Before we check out this month’s goals, let’s have a quick review of last month’s goals and which, if any, I was able to accomplish.
From May 2015:
Geoduck Reproductive Development Transcriptomics
Goal(s): Isolate RNA from geoduck histology blocks
Status: Accomplished!
BS-Seq Illumina Data Assembly/Mapping
Goal(s): Glean additional info about this data set and our ability/inability to create our own BS-seq libraries.
Status: Still a mystery. Currently reaching out to Doug Turnbull at the Univ. of Oregon Genomics Core Facility to see if he can provide any insight as to why our data looks the way it does, which might help us figure out why we’re having such difficulty mapping our reads to the C.gigas genome…
C.gigas Heat Stress MeDIP/BS-Seq
Goal(s): BS-seq Claire’s samples.
Status: Untouched. Is dependent upon whether or not we can successfully create our own high-throughput sequencing libraries (see above).
Miscellany
Goal(s):
Migrate Wikispaces notebook to this notebook
Add to GitHub code pages
Flesh out/create README files on server(s)
Lab cleanup tasks
Assist on Jonathan’s Capstone project
Status:
Migrate Wikispaces notebook to this notebook - Minimal progress
Add to GitHub code pages - Updated “Commercial Protocols”, added
wget
command for offline notebook backupsFlesh out/create README files on server(s) - No progress
Lab cleanup tasks - No progress
Assist on Jonathan’s Capstone project- Things still not working. Had Jonathan isolate gDNA for proper testing of primers.
Geoduck Reproductive Development Transcriptomics
This project is progressing relatively smoothly. Finished RNA isolations from all samples and checked their qualities via Bioanalyzer. Steven and Brent selected samples of males and females to pool for RNA-seq. Goal is to have these two pools sent off to GENEWIZ, Inc. for RNA-seq. Currently awaiting a quote adjustment as well as an answer regarding sample quantity requirements. Hope to have these sent off later today and data back by the end of the month. This data will be used alongside proteomics data that Emma is currently generating.
BS-Seq Illumina Data Assembly/Mapping - C.gigas larvae OA
The troubleshooting for the data from these “homemade” libraries continues.

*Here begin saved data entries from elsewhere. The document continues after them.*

Issue #130, opened 2017-11-05
Notify child when a parent prop/value changes


cmackenz:
Struggling a little bit on what seems like an easy concept.

I am passing props down to my child component and that works fine, but I want my child component to re-render when the a parent value changes. 

A trivial example would be something like:

```
  let counter = 0;
  setInterval(() => {
    counter++;
  }, 1000);

  COUNTER_WIDGET.render({
    counter,
  }, '#counter');
```

And then in my child component (Ember)
```
export default Ember.Route.extend({

  setupController(controller, model) {
    this._super(...arguments);
    set(controller, 'attrs', {
      counter: window.xprops.counter,
    })

    setInterval(() => {
      console.log('window.xprops.counter', window.xprops.counter);
      // Always 0
    }, 1000)
  },

})
```

How do I get the new value of `counter` in my child component when it has been updated on the parent?

freshfunkee:
Not sure if you already received an answer, but a child component gets notified of property changes via the `onProps` function.

What you'll be looking for in your child component would be:
```
window.xchild.onProps(function (props) {
  console.log(props.counter);
});
```

cmackenz:
Thanks @freshfunkee, that's what I was looking for!

PR #479, opened 2026-03-31
feat: add bfcacheEnabled component option and gate parent guards in zoid

Vishala230531:
Add bfcacheEnabled as a first-class zoid component option so checkout-components can pass it through from the ELMO experiment. When enabled, parent-side watchForUnload skips destroy on bfcache entry, adds a pageshow listener for restore detection, and passes bfcacheAware to belter's watchElementForClose. When disabled (default), behavior is identical to current production.

[https://paypal.atlassian.net/browse/DTPPCPSDK-5699](url)

Screenshot 2026-03-25 at 9 38 50 AM

### DIFF
--- a/src/child/child.js
+++ b/src/child/child.js
@@ -115,6 +115,7 @@ export function childComponent<P, X, C, ExtType>(
     exports: parentExports,
     context,
     props: initialProps,
+    enableBfcache,
   } = payload;
 
   if (!versionCompatabilityCheck(version, __ZOID__.__VERSION__)) {
@@ -228,7 +229,7 @@ export function childComponent<P, X, C, ExtType>(
 
     if ("onpagehide" in window) {
       window.addEventListener("pagehide", (event) => {
-        if (event.persisted) {
+        if (event.persisted && enableBfcache) {
           return;
         }
         checkClose.fireAndForget();
--- a/src/child/child.js
+++ b/src/child/child.js
@@ -227,7 +227,10 @@ export function childComponent<P, X, C, ExtType>(
     });
 
     if ("onpagehide" in window) {
-      window.addEventListener("pagehide", () => {
+      window.addEventListener("pagehide", (event) => {
+        if (event.persisted) {
+          return;
+        }
         checkClose.fireAndForget();
       });
     } else {
--- a/src/component/component.js
+++ b/src/component/component.js
@@ -144,6 +144,8 @@ export type ComponentOptionsType<P, X, C, ExtType> = {|
   children?: () => C,
 
   exports?: ExportsDefinition<X>,
+
+  bfcacheEnabled?: boolean,
 |};
 
 export type AttributesType = {|
@@ -193,6 +195,8 @@ export type NormalizedComponentOptionsType<P, X, C, ExtType> = {|
   children: () => C,
 
   exports: ExportsMapperDefinition<X>,
+
+  bfcacheEnabled: boolean,
 |};
 
 export type ZoidComponentInstance<P, X = void, C = void, ExtType = void> = {|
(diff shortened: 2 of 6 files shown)


src/component/component.js
```diff
@@ -144,6 +144,8 @@ export type ComponentOptionsType<P, X, C, ExtType> = {|
   children?: () => C,
 
   exports?: ExportsDefinition<X>,
+
+  bfcacheEnabled?: boolean,
```
nikrom17: Let's rename `bfcacheEnabled` to `enableBfcache` across the component option, types, and `normalizeOptions`. This follows the `enable*` convention for opt-in flags and reads better at the consumer call site:

```js
// PCC component.jsx
enableBfcache: Boolean(getButtonExperiments()?.isBfcacheEnabled),
```

The rename applies to `ComponentOptionsType`, `NormalizedComponentOptionsType`, `normalizeOptions`, and the destructure in `parent.js`.

src/child/child.js
```diff
@@ -227,7 +227,10 @@ export function childComponent<P, X, C, ExtType>(
     });
 
     if ("onpagehide" in window) {
-      window.addEventListener("pagehide", () => {
+      window.addEventListener("pagehide", (event) => {
+        if (event.persisted) {
```
nikrom17: This skips `checkClose` on `event.persisted` for ALL zoid components, not just those with `bfcacheEnabled: true`. The parent side is properly gated behind `bfcacheEnabled`, but the child side is not.

For components that don't opt into bfcache, the parent will call `destroy()` on bfcache entry (since `bfcacheEnabled` is false), but the child skips `checkClose`, so parent and child teardown signals are inconsistent.

In practice this is likely harmless since the parent handles destroy regardless, but it breaks the pattern. The child doesn't currently have access to `bfcacheEnabled`, so gating would require passing it down via props or the init handshake. Worth noting as a follow-up if we see issues.

src/parent/parent.js
```diff
@@ -1231,19 +1229,23 @@ export function parentComponent<P, X, C, ExtType>({
...
+              return ZalgoPromise.delay(1).then(() => {
+                if (isElementClosed(innerContainer)) {
+                  close(removeError);
+                } else {
+                  clean.all(removeError);
+                  return rerender().then(resolveInitPromise, rejectInitPromise);
+                }
+              });
+            },
+            { bfcacheAware: bfcacheEnabled }
```
nikrom17: Let's rename `bfcacheAware` to `isBfcacheEnabled` to match the ELMO experiment flag name. This keeps naming consistent across the full chain: ELMO -> PCC -> zoid -> belter.

```js
{ isBfcacheEnabled: enableBfcache }
```

There's a corresponding comment on the belter PR (#130) for the receiving side.

nikrom17 (changes requested):

nikrom17:
Pushed a fix commit addressing the outstanding item: \`@krakenjs/belter\` was pinned to the throwaway \`2.10.0-alpha.4\` from the earlier test cycle. Belter's real \`bfcacheAware\`/\`isBfcacheEnabled\` fix has since been merged and published as \`2.10.1\`, so this now points there via \`^2.10.1\`. Also dropped the stray \`10.6.0-alpha.1\` version bump and alpha-cycle CHANGELOG entries that had leaked in from the alpha package testing scripts.

Separately, #478 has been re-applied in #485 (it was reverted for the zoid-wide global-key/version-skew issue fixed in #484 (10.5.3), unrelated to this PR's content) — this PR should merge after #485 so both land in the same release.

Ready for another review pass.

nikrom17 (approved):

src/child/child.js
```diff
@@ -227,7 +228,10 @@ export function childComponent<P, X, C, ExtType>(
     });
 
     if ("onpagehide" in window) {
-      window.addEventListener("pagehide", () => {
+      window.addEventListener("pagehide", (event) => {
+        if (event.persisted && enableBfcache) {
+          return;
```
ravishekhar, line 233: nit, we should add a code comment to explain the early exit.

ravishekhar (approved):
left one non blocking comment, looks good otherwise.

We’ve tried various approaches to trimming the data, but Steven’s mapping attempts are still not yielding great results. I’ve contacted Univ. of Oregon Genomics Core Facility to see if they can provide insight, but haven’t gotten a response. Will hit them up again to see if I can get a response (and some help).
Geoduck & Olympia Oyster Genome Sequencing
We have quotes from BGI Americas for genome sequencing for both of these organisms. Currently, we’re awaiting for funding to be processed, but expect it to be available this month. Hope to send out samples this month.
C.gigas Heat Stress MeDIP/BS-Seq
This is still dependent upon our ability to make our own BS-seq libraries. Until, then, this project will likely be on the back burner for awhile.
Miscellany
I’d like to continue to contribute to our GitHub code repository with various command line tips and tricks. Additionally, I do need to actually spend some time creating/updating README files for our servers. We have a ton of folders that need some sort of descriptor file in them so users know what to expect to find in those folders. Additionally, we have a ton of data that needs descriptions and/or links to the projects from which the data was generated to serve as a means for people to know how/why/from what the data was generated. This has been done for newer data sets, but there’s a tremendous amount of data sets that have no information about them available in the README files. Also along the data management front, I’d like to tackle a bit of a reorganization, particularly re-establishing the go-to resource for lab members to find “stuff.” For example, Jake recently needed to know where/if we had some software and had to ask about it. Better organization on our part would eliminate him wasting time trying to track down this sort of thing. Part of the organizational issue is that we’ve partially transitioned over to using GitHub instead of Wikispaces. However, the transition hasn’t been fully realized/implemented and the result is fragmentation and confusion on where to find lab info. Oh, one last “digital” note. I’ll be teaching the Unix Shell lesson at Software Carpentry on June 25 - 26, so I have to get prepped for that (not on work time, of course).
In the lab, I still need to tackle some lab cleanup tasks that I neglected to deal with last month (autoclaving, glass disposal). Additionally, I need to continue helping Jonathan with his Capstone project, but I need to manage my time with him better.